ParameterTypeRequiredDescription
filefileOne of file/file_url/document_idThe document file to extract (PDF, DOCX, image, spreadsheet)
file_urlstringOne of file/file_url/document_idURL of a publicly accessible document to extract
document_idstringOne of file/file_url/document_idID of an existing document to re-extract
schemastring (JSON)NoInline JSON schema mapping field names to types
schema_idstringNoID of a saved schema to use for extraction
instructionsstringNoNatural language instructions to guide extraction
include_markdownbooleanNoInclude markdown representation in the response

Examples

curl -X POST https://api.talonic.com/v1/extract \
  -H "Authorization: Bearer $TALONIC_API_KEY" \
  -F "file=@invoice.pdf" \
  -F 'schema={"vendor_name":"string","invoice_number":"string","total_amount":"number","due_date":"date"}'

Response

For small documents, the API returns 200 OK with the extraction result inline. For larger documents, it returns 202 Accepted with a job ID — poll via the jobs endpoint or use webhooks for async notification.

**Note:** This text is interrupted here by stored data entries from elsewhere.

PR #97, opened 2024-06-28
feat: Cairo 1 programs and Hint processor

zmalatrax:
WIP
This PR allows executing Cairo programs (v2.6.4, maybe previous version before Sierra changes).
It uses the `*.casm.json` compilation artifacts from the command [`sierra-compile-json`](https://github.com/starkware-libs/cairo/pull/5912)

Currently to run Cairo programs, a flag `--cairo-1` has been added to the `cairo run` subcommand. It successfully ran `add.cairo`.

```bash
cairo run --cairo-1 cairo_programs/cairo/add.casm.json
```

Some refactoring are still needed I think, and then implementing the Cairo 1 hint processor is the next step (which is pretty straightforward).

Still needs to update the CI and add more tests for Cairo programs


zmalatrax:
The trunk CLI tries to format Cairo programs with the Cairo Zero cairo-format

The new cairo format should be configured and used on Cairo programs.

.gitignore
```diff
@@ -4,3 +4,4 @@ dist
 
 # Cairo compilation artifacts
 cairo_programs/**/*.json
+!*.casm.json
```
ClementWalter, line 7: why would we commit cairo artifacts and not cairozero ones?

src/cli.ts
```diff
@@ -30,6 +30,7 @@ program
     })
   )
   .option('-s, --silent', 'silent all logs')
+  .option('--cairo-1', 'Run a Cairo program')
```
ClementWalter, line 33: cairo1 doesn't exist anymore, it's cairo and cairozero/cairo0

why would we need this?

src/errors/hints.ts
```diff
@@ -0,0 +1,21 @@
...
+
+export class InvalidCellRefRegister extends HintError {
+  constructor(cell: CellRef) {
+    super(`Invalid register, expected AP or FP, got ${cell}`);
+  }
+}
+
+export class InvalidOperation extends HintError {
+  constructor(op: string) {
+    super(`Invalid BinOp operator - Expected Add or Mul, received ${op}`);
```
ClementWalter, line 13: what is BinOp ?

src/hints/hintSchema.ts
```diff
@@ -0,0 +1,201 @@
+import { z } from 'zod';
+
+import { Register } from 'vm/instruction';
+import { Felt } from 'primitives/felt';
+
+/**
+ * Types to distinguish ResOp pattern
```
ClementWalter, line 7: what is ResOp ?

src/hints/hintSchema.ts
```diff
@@ -0,0 +1,201 @@
...
+/**
+ * A BinOp is an addition or a multiplication
+ * between two values.
+ * - `a` is a cellRef which should points to a Felt
+ * - `b` is either a Deref or an Immediate, should be a Felt in both cases.
+ */
+export type BinOp = z.infer<typeof binOp>;
+
+/** A ResOp is either a Deref, DoubleDeref, Immediate or BinOp */
+export type ResOp = z.infer<typeof resOp>;
```
ClementWalter, line 132: not sure about this naming, where does this come from ?

src/vm/program.ts
```diff
@@ -58,3 +59,22 @@ export type Program = z.infer<typeof Program>;
 export function parseProgram(program: string): Program {
   return Program.parse(JSON.parse(program));
 }
+
+const Cairo1Program = z.object({
```
ClementWalter, line 63: no "Cairo1"

src/vm/program.ts
```diff
@@ -58,3 +59,22 @@ export type Program = z.infer<typeof Program>;
...
+    .array(z.string())
+    .transform((value) => value.map((v) => new Felt(BigInt(v)))),
+  hints,
+  entrypoint: z.number(),
+  builtins: z.array(z.string()),
+});
+
+type Program2 = z.infer<typeof Cairo1Program>;
+
+export type Cairo1Program = Program2 & { builtins: string[] };
```
ClementWalter, line 76: why this type extension?

src/vm/program.ts
```diff
@@ -58,3 +59,22 @@ export type Program = z.infer<typeof Program>;
...
+  compiler_version: z.string(),
+  bytecode: z
+    .array(z.string())
+    .transform((value) => value.map((v) => new Felt(BigInt(v)))),
+  hints,
+  entrypoint: z.number(),
+  builtins: z.array(z.string()),
+});
+
+type Program2 = z.infer<typeof Cairo1Program>;
```
ClementWalter, line 74: I think that there is one Program type, and that possibly Cairo0 program is Program & { ... }

src/vm/virtualMachine.ts
```diff
@@ -66,10 +68,14 @@ export class VirtualMachine {
...
   /**
    * Execute one step:
+   * - Execute hints at PC
    * - Decode the instruction at PC
    * - Run the instruction
    */
-  step(): void {
+  step(hints?: Hint[]): void {
+    if (hints) {
+      hints.map((hint) => HintProcessor.execute(this, hint));
```
ClementWalter, line 77: I really don't like when `this` is given as first argument of a function, why not then updating the class def of this to have the function as a class method?

src/hints/hintSchema.ts
```diff
@@ -0,0 +1,201 @@
...
+export const testLessThan = z
+  .object({
+    TestLessThan: z.object({ lhs: resOp, rhs: resOp, dst: cellRef }),
+  })
+  .transform(({ TestLessThan: { lhs, rhs, dst } }) => ({
+    type: HintName.TestLessThan,
+    lhs,
+    rhs,
+    dst,
+  }));
```
ClementWalter, line 158: hints should be in their own file with their own type def, and only imported here

src/hints/hintProcessor.ts
```diff
@@ -0,0 +1,182 @@
...
+  }
+
+  /**
+   * TestLessThan hint
+   *
+   * Check whether the value at `lhs` is strictly less than the value at `rhs`
+   *
+   * Store the boolean result (0 or 1) at `dst`
+   */
+  static testLessThan(
```
ClementWalter, line 69: move hint actual implementation each in their own file

src/hints/hintSchema.ts
```diff
@@ -0,0 +1,201 @@
...
+export const hintsGroup = z.tuple([z.number(), z.array(hint)]);
+
+/** Zod object to parse an array of grouped hints */
+export const hints = z
+  .array(hintsGroup)
+  .transform((hints) => new Map<number, Hint[]>(hints));
+
+/** Union of all the implemented hints */
+export type Hint = z.infer<typeof hint>;
+
```
ClementWalter, line 188: I do know that a single instruction has an array of hintS and not a single hint. here you mixes hint and hints. `Hint` is one single hint, `Hints = Hint[]` if you want, and a program as hints `Record<Number, Hint[]>`

src/hints/hintSchema.ts
zmalatrax: Taken from the [Cairo compiler](https://github.com/starkware-libs/cairo/blob/a767ed09cf460ba70c689abc2cfd18c0a581fc6c/crates/cairo-lang-casm/src/operand.rs#L31-L48) itself, this is the naming used in the hints.

ResOp was `ResOperand` though, I've shorten it

src/vm/program.ts
zmalatrax: Obsolete code, should be removed

src/vm/virtualMachine.ts
zmalatrax: Will refactor HintProcessor into the VirtualMachine class

src/cli.ts
zmalatrax: Currently the CairoRunner for Cairo Zero and Cairo programs uses different methods (either `fromProgram` or `fromCairo1Program` (should be renamed `fromCairoZeroProgram` and `fromCairoProgram` if any distinction is kept...))

I needed a way to distinguish both programs from the CLI, hence this flag.
Best would be to remove it, otherwise at least rename it `--cairo`. Or the other way around, have a `--cairo-zero` flag which expects a Cairo Zero program and make Cairo programs the default

src/hints/hintSchema.ts
```diff
@@ -0,0 +1,201 @@
...
+ *
+ * `0x1000`
+ */
+export type Immediate = z.infer<typeof immediate>;
+
+/**
+ * A BinOp is an addition or a multiplication
+ * between two values.
+ * - `a` is a cellRef which should points to a Felt
+ * - `b` is either a Deref or an Immediate, should be a Felt in both cases.
```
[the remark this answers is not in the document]
zmalatrax: Yes, except that the bullet point description does not account for the cases when `b` in an immediate, to be exhaustive it gives:
- BinOp (Add): `[register1 + offset1] + [register2 + offset2]` or `[register1 + offset1] + immediate`
- BinOp (Mul): `[register1 + offset1] * [register2 + offset2]` or `[register1 + offset1] * immediate`

Using the variables `a` and `b` instead, it would be equivalent to:
- BinOp(Add): `[a] + b`
- BinOp(Mul): `[a] * b`

src/vm/program.ts
zmalatrax: We could make a base Zod object with all shared fields between Cairo Zero and Cairo compilation artifacts and then extend it for both specific fields. I'll propose a refactor

src/hints/hintSchema.ts
zmalatrax: Not sure to understand the issue, it is about the naming of `hints` as `z.array(hintsGroup)` rather than something else and have `hints` as `z.array(hints)` ?

(The field "hints" of a program artifacts is an array of tuple of hints: i.e. `Array<Record<Numer, Hint[]>>`

src/cli.ts
```diff
@@ -30,6 +30,10 @@ program
     })
   )
   .option('-s, --silent', 'silent all logs')
+  .option('--cairo', 'Run a Cairo program')
```
ClementWalter, line 33: I'm still wondering why this is required. I think that we should have one `Program` type and that at the VM level, there is no Cairo/CairoZero but CASM. If for now we can't (for some reasons to be better explained) have this, at lease the parser of the input should be able to figure this out

src/hints/allocSegment.ts
```diff
@@ -0,0 +1,28 @@
+import { z } from 'zod';
+
+import { VirtualMachine } from 'vm/virtualMachine';
+import { cellRef, CellRef } from 'hints/hintParamsSchema';
+import { HintName } from 'hints/hintName';
+
+/** Zod object to parse AllocSegment hint */
+export const allocSegmentZod = z
```
ClementWalter, line 8:
```suggestion
export const allocSegmentParser = z
```

suggesting to remove the `Zod` name as we may change one day the parser lib, I prefer to keep the naming explicit about the function that the lib

src/runners/cairoRunner.ts
```diff
@@ -112,7 +162,7 @@ export class CairoRunner {
   }
 
   getOutput() {
-    const builtins = this.program.builtins;
+    const builtins = (this.program as CairoZeroProgram).builtins;
```
ClementWalter, line 165: why is this cast needed?

src/hints/allocSegment.ts
zmalatrax: Indeed, will make the changes in the implemented hints (AllocSegment & TestLessThan)

src/runners/cairoRunner.ts
zmalatrax: Cairo Zero artifacts have a global `builtins` field containing the 'output' builtin, whereas Cairo/Starknet artifacts have a `builtins` field nested in each function entrypoint which doesn't contain the 'output' builtin.

The output builtin is always used in `proof_mode` and for Starknet contracts. In the `cairo-vm` , for Cairo programs in ExecutionMode, it requires a flag (see `cairo1-run`), only inputs and return values of the type `Array<Felt252>` are expected/accepted.

The `getOutput()` method only has the logic for Cairo Zero artifacts. We could differenciate both artifacts and throw an exception for CairoProgram until the logic around input/return types is implemented.

The cast is needed to avoid a TypeScript error because there isn't a global `builtins` field in both artifacts.

CHANGELOG.md of the `cairo-vm`:
> [1.0.0-rc4] - 2024-07-05
>  * feat(BREAKING): Serialize inputs into output segment in cairo1-run crate:
>    * Checks that only `Array<Felt252>` can be received by the program main function when running with with either `--proof_mode` or `--append_return_values`.
>    * Copies the input value to the output segment right after the output in the format `[array_len, arr[0], arr[1],.., arr[n]]`.
>  * feat(BREAKING): Serialize `Array<Felt252>` return value into output segment in cairo1-run crate:
>    * Checks that only `PanicResult<Array<Felt252>>` or `Array<Felt252>` can be returned by the program when running with either `--proof_mode` or `--append_return_values`.
>  * Serializes return values into the output segment under the previous conditions following the format:
>    * `PanicResult<Array<Felt252>>` -> `[panic_flag, array_len, arr[0], arr[1],.., arr[n]]`
>    * `<Array<Felt252>` -> `[array_len, arr[0], arr[1],.., arr[n]]`
> 
> [1.0.0-rc2] - 2024-05-02
> * feat: Add flag to append return values to output segment when not running in proof_mode [#1646](https://github.com/lambdaclass/cairo-vm/pull/1646)
>  * Adds the flag `append_return_values` to both the CLI and `Cairo1RunConfig` struct.
>  * Enabling flag will add the output builtin and the necessary instructions to append the return values to the output builtin's memory segment.

src/hints/testLessThan.test.ts
```diff
@@ -0,0 +1,66 @@
...
+        register: Register.Ap,
+        offset: -1,
+      },
+    });
+  });
+
+  test.each([
+    [new Felt(-2n), new Felt(0n)],
+    [new Felt(2n), new Felt(1n)],
+  ])('should properly execute TestLessThan hint', (lhs, expected) => {
```
ClementWalter, line 55:
```suggestion
  test.each([
    [new Felt(BigInt('0x100000000')), new Felt(1n)],
    [new Felt(BigInt('0x100000001')), new Felt(0n)],
    [new Felt(-2n), new Felt(0n)],
    [new Felt(2n), new Felt(1n)],
  ])('should properly execute TestLessThan hint', (lhs, expected) => {
```

src/runners/cairoRunner.ts
```diff
@@ -29,16 +36,20 @@ export class CairoRunner {
     offset: 0,
   };
 
-  constructor(program: Program) {
+  constructor(
+    program: Program,
+    bytecode: Felt[],
+    mainOffset: number = 0,
```
ClementWalter, line 42:
```suggestion
    initialPc: number = 0,
```

src/hints/testLessThan.test.ts
zmalatrax: It is a strict inequality so `'0x100000000'` should return False (`0n`), but having cases around the bound should definitely be added. I'll add 0x100000000 and 0x0ffffffff

ClementWalter (approved):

# 200 — Synchronous response
{
  "extraction_id": "ext_abc123",
  "document_id": "doc_xyz789",
  "schema_id": null,
  "status": "completed",
  "data": {
    "rows": [
      {
        "vendor_name": "Acme Corp",
        "invoice_number": "INV-2026-0042",
        "total_amount": 1250.00,
        "due_date": "2026-05-15"
      }
    ]
  }
}

# 202 — Async response
{
  "job_id": "job_def456",
  "status": "processing",
  "document_id": "doc_xyz789"
}

Pipeline processing

The extract endpoint triggers the four-phase pipeline. The Resolve phase classifies the document using the 529-type ontology. The Agent phase extracts values. The Validate phase applies the confidence gate. The Re-read phase cross-checks flagged values. Results include per-cell provenance linking each value to its source region.

Error handling

See the error reference for all error codes. Common errors include file_too_large (exceeds plan limits), unsupported_format, and invalid_schema.

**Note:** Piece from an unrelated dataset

PR #106, opened 2024-07-17
feat: implement dict hints primitives

### LINKED ISSUE #102: AllocFelt252Dict

### LINKED ISSUE #103: feat: implement SegmentArena builtin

Frequently asked questions

What file formats does the Talonic API support?+
PDF, DOCX, DOC, PPTX, PPT, XLSX, XLS, XLSM, PNG, JPG, JPEG, GIF, WEBP, TXT, MD, HTML, XML, JSON, EML, CSV, MSG, BMP, and ZIP archives.
How does authentication work?+
All API requests require a Bearer token in the Authorization header. API keys carry the tlnc_ prefix and are scoped to a source. Create and manage keys from Settings → API Keys.
What schema formats are supported?+
Three formats: JSON Schema (full control), simplified fields (recommended), and flat key-type maps (quick prototyping). Supported types: string, number, integer, boolean, date, array, object, enum.
What are the rate limits?+
Per-key rate limits: 100 req/s extraction, 1,000 req/s read, 200 req/s write. Rate-limit headers (X-RateLimit-Limit, X-RateLimit-Remaining, X-RateLimit-Reset) are included on every response.
How do webhooks work?+
Webhooks deliver POST requests with HMAC-SHA256 signed JSON payloads. Events: extraction.complete, extraction.failed, document.ingested. Failed deliveries retry with exponential backoff (1min, 5min, 30min, 4hr).